= Sam Riddle =

American television producer and disc jockey (1937–2021)

Sam Riddle (December 12, 1937 – September 27, 2021) was an American television host, producer, and disc jockey. He gained fame as one of the original "Boss Radio" DJs on KHJ in Los Angeles. Riddle hosted the popular teen music programs 9th Street West and Hollywood a Go Go in the 1960s. He went on to produce various television shows, including the talent competition series Star Search.

== Life and career ==
Samuel Earl Riddle was born in Fort Worth, Texas on December 12, 1937. He served in the Air Force Reserves during the Vietnam War.

Riddle began his radio career at KCLE in Cleburne, Texas. While he was a student at Texas Technological College, he had a television show on KDUB in Lubbock, Texas. Riddle later worked as a disc jockey in Arizona, and KDEO in San Diego before he joined the staff at KRLA in Los Angeles in 1960. He eventually moved to KFWB and became one of the popular Boss Jocks on the influential "Boss Radio" on KHJ.

In 1964, Riddle began hosting the local program 9th Street West on KHJ-TV (Channel 9). He became popular in the teen market, resulting in a spinoff show called 9th Street a Go Go. That show was syndicated in early 1965 and renamed Hollywood a Go Go. Riddle simultaneously hosted Channel 9's daily 9th Street West program and the station's Hollywood a Go Go, which aired on Saturday nights.

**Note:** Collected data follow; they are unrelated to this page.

PR #1501, opened 2022-07-18
[bazel] adding remaining capnp tests

mikea:
Fixing relative include path across component boundariess.

### DIFF
--- a/c++/src/capnp/reconnect.h
+++ b/c++/src/capnp/reconnect.h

Riddle formed his own company, Sam Riddle Organization (SRO), to produce commercials and musical shows for the teen demographic. In 1965, he hosted the TV specials Cheerio a Go Go, an hour musical filmed in London, and Aloha a Go Go, an hour special filmed in Hawaii.

In 1967, Riddle hosted the Miss Teen USA pageant at the Hollywood Palladium. He hosted the game show The Groovy Game, which was reformatted to the dance program The Groovy Show in 1968. In 1970, Riddle and Cass Elliot co-hosted the music program Get It Together.

Riddle continued to work on radio for stations KDAY and KROQ-FM before returning to KHJ in 1974. In the mid-1970s, Riddle left radio to produce TV programs.

In the 1970s, Riddle was a television producer for the British series Almost Anything Goes and the American series Hollywood Teen. He also worked as an announcer for The Wizard of Odds. From 1983 to 1994, Riddle produced and narrated the talent competition show Star Search, which was hosted by Ed McMahon. In the 1990s, Riddle served as a producer for series such as Triple Threat, Out of the Blue, House of Pop, and Destination Stardom. In the 2000s, Riddle produced the Ultimate Poker Challenge, Poker Boss and other card tournament shows. He also oversaw the production of various Spanish series and specials for Telemundo and Univision, and he managed acts for record labels such as Sony BMG and EMI Latin.

As an actor, Riddle played an announcer in the sitcom Green Acres, the film Clambake (1967), and later in the series Burke’s Law. He also had a role in the comedy film Tunnel Vision (1976).

Riddle died at the age of 83 in Palm Desert, California, after a battle with Lewy body dementia.